_EXERCISE OBJECTIVE_: What is the number of lines in these records with "code" in them? Answer with that number only.

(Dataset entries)
==========
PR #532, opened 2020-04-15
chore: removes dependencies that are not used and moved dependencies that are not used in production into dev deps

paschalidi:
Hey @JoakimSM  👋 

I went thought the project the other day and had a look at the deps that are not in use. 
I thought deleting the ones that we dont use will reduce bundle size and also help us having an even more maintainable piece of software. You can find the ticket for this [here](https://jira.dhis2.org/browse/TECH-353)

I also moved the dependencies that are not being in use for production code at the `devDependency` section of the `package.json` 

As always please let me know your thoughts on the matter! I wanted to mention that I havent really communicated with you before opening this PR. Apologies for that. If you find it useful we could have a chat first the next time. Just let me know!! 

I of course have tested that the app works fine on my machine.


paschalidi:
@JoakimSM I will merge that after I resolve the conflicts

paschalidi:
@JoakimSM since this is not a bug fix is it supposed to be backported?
==========
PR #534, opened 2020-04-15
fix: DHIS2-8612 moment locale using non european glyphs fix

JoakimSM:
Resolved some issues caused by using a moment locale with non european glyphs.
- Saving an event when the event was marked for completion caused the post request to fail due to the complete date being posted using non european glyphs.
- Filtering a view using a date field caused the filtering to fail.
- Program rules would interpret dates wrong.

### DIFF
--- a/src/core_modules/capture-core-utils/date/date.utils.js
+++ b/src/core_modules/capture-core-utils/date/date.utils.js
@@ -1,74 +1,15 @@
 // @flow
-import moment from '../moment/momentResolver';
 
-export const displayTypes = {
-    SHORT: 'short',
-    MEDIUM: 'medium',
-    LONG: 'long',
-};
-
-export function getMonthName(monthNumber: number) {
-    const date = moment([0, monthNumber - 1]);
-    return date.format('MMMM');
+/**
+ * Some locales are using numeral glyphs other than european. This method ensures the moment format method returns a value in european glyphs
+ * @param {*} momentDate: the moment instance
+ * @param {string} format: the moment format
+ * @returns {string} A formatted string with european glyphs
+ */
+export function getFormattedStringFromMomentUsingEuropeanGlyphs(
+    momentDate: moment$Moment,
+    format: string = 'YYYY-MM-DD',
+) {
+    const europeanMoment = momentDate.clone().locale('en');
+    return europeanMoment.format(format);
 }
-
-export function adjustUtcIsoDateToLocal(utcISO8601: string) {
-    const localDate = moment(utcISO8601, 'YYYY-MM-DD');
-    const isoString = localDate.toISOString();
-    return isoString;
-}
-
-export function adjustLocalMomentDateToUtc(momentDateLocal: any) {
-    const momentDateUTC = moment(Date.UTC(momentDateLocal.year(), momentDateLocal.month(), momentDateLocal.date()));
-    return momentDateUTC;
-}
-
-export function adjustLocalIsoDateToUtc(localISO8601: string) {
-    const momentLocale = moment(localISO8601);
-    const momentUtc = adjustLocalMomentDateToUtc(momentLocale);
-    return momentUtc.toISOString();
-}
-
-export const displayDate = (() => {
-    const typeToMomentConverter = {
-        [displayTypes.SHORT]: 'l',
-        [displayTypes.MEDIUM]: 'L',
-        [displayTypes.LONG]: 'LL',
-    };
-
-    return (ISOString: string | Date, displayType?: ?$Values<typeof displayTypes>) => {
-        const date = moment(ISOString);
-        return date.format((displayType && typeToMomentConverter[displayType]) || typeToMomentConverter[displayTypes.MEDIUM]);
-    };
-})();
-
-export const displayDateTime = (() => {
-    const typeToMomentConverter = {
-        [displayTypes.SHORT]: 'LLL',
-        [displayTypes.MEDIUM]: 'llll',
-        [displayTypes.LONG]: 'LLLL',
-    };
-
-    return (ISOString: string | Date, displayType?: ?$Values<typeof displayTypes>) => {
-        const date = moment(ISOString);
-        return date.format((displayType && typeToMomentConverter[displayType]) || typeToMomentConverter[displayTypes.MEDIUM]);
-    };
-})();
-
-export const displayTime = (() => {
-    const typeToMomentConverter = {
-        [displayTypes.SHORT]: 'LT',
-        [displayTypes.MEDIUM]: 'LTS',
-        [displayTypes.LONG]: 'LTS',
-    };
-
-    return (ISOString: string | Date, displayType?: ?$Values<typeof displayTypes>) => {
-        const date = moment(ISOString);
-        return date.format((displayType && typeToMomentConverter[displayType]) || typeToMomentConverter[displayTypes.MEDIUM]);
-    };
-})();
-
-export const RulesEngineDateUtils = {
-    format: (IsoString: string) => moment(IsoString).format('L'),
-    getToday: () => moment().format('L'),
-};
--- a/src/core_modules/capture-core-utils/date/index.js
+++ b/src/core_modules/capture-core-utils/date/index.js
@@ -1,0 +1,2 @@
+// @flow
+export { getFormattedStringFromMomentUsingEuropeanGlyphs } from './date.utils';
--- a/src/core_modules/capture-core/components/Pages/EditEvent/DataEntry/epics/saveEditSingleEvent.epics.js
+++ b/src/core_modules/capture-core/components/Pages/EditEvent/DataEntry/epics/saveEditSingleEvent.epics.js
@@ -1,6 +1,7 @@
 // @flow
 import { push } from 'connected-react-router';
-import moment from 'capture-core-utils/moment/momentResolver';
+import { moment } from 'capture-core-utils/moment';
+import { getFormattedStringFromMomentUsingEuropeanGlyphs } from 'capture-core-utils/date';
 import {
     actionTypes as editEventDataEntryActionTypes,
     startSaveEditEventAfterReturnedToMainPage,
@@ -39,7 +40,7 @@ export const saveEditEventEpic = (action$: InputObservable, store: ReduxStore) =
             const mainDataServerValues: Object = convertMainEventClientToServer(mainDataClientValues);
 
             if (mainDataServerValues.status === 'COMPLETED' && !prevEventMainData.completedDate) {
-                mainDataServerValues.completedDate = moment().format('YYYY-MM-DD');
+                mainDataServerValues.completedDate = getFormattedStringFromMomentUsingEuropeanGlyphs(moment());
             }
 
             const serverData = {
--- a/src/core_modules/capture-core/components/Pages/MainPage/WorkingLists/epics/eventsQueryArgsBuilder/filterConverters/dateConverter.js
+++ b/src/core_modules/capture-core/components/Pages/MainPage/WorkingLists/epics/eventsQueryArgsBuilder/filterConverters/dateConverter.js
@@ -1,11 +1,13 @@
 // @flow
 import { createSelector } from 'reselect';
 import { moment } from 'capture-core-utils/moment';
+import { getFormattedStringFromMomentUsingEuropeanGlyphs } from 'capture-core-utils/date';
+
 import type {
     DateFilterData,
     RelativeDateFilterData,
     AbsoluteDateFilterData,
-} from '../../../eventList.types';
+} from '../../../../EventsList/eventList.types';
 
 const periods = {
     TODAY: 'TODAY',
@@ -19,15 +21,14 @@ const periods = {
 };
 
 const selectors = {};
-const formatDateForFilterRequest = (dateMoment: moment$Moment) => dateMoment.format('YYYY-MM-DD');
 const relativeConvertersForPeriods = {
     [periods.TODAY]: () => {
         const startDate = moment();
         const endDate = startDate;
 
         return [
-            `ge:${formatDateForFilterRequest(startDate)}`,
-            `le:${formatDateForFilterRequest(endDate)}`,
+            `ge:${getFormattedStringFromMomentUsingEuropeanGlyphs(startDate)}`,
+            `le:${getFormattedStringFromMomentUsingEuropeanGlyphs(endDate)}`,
==========
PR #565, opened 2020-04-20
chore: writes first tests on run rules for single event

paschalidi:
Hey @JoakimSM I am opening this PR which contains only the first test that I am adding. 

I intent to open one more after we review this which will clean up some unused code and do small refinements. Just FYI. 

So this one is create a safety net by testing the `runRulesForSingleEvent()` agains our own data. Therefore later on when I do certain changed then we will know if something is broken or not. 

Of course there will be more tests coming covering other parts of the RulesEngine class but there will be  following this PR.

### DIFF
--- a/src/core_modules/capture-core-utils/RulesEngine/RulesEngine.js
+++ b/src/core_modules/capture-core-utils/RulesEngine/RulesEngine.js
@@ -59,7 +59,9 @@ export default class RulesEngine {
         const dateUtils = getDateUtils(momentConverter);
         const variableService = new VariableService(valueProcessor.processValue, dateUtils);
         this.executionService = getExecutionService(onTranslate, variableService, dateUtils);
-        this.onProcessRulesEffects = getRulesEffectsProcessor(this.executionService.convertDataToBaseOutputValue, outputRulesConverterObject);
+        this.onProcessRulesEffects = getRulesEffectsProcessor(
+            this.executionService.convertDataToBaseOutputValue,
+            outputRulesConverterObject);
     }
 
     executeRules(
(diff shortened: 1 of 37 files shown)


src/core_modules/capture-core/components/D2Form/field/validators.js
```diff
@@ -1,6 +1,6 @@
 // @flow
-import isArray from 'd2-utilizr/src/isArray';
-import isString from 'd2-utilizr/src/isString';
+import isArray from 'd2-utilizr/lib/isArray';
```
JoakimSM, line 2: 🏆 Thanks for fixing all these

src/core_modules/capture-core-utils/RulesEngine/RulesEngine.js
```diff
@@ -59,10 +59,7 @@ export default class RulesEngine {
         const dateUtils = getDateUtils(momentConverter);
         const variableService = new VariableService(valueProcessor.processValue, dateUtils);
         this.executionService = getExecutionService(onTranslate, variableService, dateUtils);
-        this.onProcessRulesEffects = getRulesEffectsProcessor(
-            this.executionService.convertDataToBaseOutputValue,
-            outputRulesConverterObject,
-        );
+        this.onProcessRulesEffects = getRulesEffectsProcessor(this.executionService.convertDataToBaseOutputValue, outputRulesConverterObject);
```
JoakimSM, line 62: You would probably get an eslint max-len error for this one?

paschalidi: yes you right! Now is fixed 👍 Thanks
==========
_SOLUTION TO THE PROBLEM_: 2